In the records that follow, find the line with "public MethodHandle downcallHandle(FunctionDescriptor"; from there, retype every line exactly through the line with "MethodType type = fd.toMethodType();", which also belongs to the answer.

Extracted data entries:
[Start of section]

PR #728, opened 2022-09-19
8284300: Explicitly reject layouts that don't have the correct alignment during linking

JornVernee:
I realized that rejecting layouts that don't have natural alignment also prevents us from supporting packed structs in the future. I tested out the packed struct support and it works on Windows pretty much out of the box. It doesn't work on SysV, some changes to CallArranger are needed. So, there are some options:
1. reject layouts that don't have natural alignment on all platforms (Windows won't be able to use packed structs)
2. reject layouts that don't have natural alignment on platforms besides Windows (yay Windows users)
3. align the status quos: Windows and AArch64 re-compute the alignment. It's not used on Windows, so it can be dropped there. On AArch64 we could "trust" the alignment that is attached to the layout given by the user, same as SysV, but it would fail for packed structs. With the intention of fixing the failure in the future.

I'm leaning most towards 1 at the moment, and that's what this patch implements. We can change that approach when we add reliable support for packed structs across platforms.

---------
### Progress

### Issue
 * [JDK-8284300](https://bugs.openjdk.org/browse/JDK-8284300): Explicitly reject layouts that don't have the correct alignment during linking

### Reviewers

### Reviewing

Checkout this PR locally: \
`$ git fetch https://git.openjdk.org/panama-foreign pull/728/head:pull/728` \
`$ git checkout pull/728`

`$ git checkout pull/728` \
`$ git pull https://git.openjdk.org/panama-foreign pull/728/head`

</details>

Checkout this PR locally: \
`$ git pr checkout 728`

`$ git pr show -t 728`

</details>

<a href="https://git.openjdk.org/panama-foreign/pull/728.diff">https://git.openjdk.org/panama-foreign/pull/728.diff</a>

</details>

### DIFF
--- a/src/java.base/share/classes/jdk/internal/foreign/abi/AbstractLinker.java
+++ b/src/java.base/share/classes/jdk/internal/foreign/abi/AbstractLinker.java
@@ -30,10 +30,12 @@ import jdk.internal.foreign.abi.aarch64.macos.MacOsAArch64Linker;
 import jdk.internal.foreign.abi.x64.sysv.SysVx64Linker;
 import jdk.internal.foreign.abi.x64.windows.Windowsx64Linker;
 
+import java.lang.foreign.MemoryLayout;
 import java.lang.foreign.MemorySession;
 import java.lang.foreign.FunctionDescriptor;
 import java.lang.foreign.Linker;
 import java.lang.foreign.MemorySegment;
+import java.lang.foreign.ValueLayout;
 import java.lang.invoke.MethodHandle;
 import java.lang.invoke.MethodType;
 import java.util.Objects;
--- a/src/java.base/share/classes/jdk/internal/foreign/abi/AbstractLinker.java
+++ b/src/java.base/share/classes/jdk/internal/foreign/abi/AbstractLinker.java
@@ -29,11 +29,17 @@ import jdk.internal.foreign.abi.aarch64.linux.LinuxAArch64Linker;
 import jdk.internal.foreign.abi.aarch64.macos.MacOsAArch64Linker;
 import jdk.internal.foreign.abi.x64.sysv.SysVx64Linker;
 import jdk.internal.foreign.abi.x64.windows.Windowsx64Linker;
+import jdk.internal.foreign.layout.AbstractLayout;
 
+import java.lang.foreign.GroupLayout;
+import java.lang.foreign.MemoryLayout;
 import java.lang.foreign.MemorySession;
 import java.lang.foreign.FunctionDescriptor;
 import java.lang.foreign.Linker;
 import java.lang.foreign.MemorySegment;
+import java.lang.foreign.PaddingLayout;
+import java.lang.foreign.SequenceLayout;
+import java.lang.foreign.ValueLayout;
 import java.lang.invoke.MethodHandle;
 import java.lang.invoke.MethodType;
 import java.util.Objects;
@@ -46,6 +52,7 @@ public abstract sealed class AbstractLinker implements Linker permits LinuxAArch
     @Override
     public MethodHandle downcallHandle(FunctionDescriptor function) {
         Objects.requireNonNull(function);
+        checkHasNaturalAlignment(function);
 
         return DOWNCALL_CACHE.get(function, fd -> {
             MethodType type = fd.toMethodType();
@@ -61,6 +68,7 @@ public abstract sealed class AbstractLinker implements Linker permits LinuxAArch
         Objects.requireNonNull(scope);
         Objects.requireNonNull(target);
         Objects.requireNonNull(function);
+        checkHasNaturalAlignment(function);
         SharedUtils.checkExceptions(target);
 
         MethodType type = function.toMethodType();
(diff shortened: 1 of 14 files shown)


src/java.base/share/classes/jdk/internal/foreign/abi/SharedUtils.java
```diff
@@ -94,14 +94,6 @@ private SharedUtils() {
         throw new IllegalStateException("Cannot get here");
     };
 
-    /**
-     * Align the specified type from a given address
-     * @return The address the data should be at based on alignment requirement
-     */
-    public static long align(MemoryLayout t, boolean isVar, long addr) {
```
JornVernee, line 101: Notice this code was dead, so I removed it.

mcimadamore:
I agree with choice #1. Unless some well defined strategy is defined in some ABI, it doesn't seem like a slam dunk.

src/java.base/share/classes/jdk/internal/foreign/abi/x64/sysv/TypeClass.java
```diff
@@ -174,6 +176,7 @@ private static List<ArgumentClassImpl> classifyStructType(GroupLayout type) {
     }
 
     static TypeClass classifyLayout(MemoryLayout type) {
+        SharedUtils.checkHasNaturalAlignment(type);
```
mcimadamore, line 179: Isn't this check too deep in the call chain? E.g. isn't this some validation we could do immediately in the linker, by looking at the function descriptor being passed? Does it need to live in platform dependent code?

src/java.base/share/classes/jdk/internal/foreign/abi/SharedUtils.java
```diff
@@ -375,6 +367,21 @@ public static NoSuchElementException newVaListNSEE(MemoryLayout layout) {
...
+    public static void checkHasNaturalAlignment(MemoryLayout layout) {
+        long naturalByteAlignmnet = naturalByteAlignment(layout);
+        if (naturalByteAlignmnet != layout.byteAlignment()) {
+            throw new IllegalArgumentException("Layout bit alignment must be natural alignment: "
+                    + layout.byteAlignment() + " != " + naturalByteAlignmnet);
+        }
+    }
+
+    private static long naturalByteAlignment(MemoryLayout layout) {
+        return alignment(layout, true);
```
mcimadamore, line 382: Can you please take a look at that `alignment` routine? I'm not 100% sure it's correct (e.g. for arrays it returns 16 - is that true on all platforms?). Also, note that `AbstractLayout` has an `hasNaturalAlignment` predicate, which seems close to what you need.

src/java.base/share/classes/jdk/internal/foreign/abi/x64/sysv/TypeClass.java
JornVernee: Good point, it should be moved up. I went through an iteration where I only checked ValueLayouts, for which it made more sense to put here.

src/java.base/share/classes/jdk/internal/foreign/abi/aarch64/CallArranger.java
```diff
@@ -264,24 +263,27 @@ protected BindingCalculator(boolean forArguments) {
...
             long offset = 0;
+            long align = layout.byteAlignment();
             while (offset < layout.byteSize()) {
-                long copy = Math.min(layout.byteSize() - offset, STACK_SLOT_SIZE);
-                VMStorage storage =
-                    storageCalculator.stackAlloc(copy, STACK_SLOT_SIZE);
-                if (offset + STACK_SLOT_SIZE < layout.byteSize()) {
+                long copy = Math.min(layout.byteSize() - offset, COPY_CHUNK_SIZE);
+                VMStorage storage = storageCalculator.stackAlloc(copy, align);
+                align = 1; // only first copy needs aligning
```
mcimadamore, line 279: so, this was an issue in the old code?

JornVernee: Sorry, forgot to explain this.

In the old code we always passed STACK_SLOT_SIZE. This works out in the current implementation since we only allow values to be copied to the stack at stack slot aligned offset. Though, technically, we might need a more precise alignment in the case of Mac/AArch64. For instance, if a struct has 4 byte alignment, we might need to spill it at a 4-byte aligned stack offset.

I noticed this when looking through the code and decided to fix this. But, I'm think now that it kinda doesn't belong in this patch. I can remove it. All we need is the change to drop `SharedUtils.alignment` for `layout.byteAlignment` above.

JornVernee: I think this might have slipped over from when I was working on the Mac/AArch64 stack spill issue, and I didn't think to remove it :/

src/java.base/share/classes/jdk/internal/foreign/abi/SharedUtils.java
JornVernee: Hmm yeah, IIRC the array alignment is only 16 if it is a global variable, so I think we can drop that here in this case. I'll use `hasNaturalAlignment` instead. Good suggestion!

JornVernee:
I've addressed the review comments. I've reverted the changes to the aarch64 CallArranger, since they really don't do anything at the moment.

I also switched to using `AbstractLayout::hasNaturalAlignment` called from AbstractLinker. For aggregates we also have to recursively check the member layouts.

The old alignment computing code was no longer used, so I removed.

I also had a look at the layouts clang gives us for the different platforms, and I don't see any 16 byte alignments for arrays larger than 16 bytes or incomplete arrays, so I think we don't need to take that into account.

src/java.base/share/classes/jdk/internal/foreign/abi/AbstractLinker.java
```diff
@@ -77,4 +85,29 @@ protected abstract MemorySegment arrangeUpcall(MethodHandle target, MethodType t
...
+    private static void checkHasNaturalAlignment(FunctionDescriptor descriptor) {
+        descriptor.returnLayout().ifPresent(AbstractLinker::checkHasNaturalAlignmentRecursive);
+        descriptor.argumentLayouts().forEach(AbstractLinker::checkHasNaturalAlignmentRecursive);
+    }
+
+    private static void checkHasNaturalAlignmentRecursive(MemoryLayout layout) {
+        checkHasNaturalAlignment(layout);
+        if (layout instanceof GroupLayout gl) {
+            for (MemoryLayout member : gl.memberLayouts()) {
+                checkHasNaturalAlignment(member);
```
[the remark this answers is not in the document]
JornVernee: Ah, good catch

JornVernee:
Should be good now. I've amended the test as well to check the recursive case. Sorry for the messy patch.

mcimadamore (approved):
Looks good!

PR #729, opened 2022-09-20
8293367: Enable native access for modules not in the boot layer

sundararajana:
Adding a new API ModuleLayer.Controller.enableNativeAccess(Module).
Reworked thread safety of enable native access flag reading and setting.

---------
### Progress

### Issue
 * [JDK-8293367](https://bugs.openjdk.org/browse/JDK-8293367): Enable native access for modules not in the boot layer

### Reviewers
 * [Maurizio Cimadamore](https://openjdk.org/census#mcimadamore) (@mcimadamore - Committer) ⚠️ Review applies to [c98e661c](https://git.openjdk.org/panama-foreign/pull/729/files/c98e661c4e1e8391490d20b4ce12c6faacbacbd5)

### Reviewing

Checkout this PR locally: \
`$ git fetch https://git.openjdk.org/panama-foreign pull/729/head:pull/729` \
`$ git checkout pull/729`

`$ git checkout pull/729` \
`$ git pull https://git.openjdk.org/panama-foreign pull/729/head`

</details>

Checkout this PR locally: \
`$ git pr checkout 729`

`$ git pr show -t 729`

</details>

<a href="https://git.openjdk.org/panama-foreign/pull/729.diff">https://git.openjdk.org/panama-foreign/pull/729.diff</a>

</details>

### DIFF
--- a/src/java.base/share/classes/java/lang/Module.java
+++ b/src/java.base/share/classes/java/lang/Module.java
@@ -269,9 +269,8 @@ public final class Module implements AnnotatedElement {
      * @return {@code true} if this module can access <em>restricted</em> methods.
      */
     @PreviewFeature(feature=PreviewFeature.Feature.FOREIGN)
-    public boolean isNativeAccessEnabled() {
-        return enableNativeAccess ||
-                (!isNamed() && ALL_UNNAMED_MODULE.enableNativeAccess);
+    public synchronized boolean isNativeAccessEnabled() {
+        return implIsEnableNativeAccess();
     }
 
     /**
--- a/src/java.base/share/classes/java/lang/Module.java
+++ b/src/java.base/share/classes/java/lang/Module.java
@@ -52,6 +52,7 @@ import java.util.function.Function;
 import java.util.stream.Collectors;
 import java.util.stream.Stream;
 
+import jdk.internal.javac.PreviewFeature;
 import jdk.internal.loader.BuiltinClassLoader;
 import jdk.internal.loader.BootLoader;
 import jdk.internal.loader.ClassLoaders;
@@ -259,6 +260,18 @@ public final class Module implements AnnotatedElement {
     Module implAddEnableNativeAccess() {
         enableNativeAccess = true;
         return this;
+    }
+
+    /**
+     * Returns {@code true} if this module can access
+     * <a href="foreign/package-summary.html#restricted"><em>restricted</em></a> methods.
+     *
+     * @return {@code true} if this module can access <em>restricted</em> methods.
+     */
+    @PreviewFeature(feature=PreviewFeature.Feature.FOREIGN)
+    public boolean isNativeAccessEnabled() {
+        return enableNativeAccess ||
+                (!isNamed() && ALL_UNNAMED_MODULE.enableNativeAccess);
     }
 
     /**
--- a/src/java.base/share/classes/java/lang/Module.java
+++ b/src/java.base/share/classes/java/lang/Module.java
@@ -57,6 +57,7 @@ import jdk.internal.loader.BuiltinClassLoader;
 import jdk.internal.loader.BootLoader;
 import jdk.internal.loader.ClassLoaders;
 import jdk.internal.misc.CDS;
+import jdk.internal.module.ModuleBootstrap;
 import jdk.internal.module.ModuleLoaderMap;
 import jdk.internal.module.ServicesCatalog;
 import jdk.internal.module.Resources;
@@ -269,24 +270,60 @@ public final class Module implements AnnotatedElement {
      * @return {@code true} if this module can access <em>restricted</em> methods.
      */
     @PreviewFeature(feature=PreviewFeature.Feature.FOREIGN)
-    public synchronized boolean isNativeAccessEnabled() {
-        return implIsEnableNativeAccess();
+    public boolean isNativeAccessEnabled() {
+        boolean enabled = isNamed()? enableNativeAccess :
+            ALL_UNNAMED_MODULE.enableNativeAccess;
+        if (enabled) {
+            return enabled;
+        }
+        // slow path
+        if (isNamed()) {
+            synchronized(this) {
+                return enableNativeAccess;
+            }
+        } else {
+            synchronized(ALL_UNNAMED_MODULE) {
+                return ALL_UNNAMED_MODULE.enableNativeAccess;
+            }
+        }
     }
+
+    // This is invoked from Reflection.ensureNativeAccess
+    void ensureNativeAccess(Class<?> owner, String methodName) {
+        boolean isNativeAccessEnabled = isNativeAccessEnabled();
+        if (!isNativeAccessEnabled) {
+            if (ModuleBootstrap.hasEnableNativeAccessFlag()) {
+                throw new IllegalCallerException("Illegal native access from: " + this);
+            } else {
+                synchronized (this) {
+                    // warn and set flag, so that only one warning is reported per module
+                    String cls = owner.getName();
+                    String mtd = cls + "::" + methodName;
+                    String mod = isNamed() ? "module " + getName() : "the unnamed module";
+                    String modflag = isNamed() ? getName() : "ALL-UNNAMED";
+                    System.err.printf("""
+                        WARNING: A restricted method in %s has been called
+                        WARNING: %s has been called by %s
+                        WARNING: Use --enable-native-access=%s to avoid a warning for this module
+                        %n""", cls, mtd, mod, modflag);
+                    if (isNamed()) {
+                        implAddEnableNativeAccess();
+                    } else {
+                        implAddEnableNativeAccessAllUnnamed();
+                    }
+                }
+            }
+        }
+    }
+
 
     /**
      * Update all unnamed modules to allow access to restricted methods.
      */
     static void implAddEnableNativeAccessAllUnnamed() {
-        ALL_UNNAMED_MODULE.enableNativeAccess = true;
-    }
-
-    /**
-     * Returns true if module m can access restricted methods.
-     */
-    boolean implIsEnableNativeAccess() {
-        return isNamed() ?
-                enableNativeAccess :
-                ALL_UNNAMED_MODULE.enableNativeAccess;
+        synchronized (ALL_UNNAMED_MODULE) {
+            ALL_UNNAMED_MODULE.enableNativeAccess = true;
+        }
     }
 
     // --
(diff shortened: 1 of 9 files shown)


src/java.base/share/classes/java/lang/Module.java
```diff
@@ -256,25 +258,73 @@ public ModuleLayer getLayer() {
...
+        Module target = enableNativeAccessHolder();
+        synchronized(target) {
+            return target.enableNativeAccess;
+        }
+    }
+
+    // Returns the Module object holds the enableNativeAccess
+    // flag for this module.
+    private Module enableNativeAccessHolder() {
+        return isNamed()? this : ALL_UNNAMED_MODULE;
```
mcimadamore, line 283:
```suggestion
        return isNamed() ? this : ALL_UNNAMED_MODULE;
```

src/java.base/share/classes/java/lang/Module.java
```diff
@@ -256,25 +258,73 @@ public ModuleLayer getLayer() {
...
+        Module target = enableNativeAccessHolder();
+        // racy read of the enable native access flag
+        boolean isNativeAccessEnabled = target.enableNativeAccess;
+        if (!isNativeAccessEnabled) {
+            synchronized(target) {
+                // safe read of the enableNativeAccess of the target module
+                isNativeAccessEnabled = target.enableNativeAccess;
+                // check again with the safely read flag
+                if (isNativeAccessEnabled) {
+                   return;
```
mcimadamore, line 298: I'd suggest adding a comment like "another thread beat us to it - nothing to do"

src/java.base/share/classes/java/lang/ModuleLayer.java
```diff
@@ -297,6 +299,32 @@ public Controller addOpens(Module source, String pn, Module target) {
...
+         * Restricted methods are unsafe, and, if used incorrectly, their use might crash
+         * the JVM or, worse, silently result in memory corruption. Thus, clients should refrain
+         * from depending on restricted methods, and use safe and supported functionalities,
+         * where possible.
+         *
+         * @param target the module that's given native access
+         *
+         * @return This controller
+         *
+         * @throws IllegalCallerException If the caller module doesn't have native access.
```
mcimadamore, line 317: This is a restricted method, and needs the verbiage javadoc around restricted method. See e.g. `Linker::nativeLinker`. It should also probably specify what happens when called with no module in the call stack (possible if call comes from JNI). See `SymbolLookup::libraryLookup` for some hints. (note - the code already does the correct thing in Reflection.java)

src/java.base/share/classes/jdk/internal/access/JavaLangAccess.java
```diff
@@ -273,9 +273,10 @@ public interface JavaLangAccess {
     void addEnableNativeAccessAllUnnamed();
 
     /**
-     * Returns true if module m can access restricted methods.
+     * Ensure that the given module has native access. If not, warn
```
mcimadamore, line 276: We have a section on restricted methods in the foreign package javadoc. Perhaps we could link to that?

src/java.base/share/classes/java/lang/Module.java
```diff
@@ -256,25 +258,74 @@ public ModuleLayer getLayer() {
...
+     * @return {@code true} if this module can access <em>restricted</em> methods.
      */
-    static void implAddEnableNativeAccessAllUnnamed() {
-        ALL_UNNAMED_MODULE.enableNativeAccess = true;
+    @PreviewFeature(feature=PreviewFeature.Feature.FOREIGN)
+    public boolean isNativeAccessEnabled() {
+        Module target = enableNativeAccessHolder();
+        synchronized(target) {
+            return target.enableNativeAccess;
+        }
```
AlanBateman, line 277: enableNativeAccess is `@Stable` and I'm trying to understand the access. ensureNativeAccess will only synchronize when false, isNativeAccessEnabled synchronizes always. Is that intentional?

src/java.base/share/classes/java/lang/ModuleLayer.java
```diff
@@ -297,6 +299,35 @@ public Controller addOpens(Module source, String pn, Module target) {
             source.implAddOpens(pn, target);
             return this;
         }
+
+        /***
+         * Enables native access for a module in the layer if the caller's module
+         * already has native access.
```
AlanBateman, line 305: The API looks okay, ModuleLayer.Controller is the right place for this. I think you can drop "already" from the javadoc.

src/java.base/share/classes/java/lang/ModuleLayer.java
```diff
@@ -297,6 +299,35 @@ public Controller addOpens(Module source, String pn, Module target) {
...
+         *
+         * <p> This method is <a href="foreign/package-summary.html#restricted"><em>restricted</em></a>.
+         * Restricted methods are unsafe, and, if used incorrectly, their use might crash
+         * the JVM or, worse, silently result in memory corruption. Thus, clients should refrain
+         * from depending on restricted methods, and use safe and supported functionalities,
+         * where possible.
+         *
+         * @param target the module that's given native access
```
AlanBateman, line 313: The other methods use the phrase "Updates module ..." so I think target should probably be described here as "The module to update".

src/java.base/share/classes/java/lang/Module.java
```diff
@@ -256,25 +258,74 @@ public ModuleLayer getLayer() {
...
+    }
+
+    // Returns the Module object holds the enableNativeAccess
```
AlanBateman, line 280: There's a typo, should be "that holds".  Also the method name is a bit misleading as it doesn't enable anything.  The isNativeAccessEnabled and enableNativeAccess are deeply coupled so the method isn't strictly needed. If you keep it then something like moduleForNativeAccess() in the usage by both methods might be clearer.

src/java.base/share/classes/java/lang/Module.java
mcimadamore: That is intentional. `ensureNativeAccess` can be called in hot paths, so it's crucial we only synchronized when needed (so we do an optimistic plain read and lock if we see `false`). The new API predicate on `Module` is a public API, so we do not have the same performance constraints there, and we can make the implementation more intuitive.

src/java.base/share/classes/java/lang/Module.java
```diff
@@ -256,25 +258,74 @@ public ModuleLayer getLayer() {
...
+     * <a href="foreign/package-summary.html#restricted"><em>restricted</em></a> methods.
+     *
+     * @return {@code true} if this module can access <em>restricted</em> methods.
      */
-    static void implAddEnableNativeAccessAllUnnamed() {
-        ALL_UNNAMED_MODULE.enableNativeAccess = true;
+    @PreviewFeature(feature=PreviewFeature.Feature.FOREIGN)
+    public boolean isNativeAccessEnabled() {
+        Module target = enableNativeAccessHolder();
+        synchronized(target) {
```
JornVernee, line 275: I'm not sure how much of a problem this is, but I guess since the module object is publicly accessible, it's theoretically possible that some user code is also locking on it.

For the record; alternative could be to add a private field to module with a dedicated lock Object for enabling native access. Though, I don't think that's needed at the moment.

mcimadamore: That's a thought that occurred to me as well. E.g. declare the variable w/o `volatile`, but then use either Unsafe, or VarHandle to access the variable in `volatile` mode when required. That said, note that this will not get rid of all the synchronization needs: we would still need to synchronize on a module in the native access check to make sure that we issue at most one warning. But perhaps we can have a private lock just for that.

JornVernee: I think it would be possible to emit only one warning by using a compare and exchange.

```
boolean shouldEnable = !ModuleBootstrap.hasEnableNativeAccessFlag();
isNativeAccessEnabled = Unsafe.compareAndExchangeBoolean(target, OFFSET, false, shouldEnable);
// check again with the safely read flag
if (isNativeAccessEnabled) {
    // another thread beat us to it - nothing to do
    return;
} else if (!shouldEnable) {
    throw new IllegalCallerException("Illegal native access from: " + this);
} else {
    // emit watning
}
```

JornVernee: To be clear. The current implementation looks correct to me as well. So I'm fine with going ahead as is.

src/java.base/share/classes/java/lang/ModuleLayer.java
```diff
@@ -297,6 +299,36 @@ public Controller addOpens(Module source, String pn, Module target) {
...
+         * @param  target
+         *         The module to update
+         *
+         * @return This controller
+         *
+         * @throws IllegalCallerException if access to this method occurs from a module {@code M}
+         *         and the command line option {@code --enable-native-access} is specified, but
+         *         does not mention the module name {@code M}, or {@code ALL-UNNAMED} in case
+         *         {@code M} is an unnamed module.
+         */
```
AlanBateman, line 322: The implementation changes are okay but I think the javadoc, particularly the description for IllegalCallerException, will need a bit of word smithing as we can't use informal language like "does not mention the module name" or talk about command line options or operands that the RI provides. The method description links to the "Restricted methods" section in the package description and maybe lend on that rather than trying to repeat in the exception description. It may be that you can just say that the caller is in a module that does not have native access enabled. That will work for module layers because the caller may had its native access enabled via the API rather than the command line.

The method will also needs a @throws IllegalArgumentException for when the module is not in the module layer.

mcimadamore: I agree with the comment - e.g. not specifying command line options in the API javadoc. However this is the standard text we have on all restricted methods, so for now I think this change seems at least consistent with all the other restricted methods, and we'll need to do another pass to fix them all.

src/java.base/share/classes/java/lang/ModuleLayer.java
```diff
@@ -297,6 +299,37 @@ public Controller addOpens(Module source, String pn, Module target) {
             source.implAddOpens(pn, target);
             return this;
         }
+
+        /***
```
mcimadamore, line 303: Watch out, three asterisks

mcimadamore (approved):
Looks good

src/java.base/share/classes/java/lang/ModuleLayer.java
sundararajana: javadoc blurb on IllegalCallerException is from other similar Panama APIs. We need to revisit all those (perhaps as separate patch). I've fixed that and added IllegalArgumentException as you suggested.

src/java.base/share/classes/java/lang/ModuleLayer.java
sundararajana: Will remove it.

[End of section]

● **Answer section**:
     public MethodHandle downcallHandle(FunctionDescriptor function) {
         Objects.requireNonNull(function);
+        checkHasNaturalAlignment(function);
 
         return DOWNCALL_CACHE.get(function, fd -> {
             MethodType type = fd.toMethodType();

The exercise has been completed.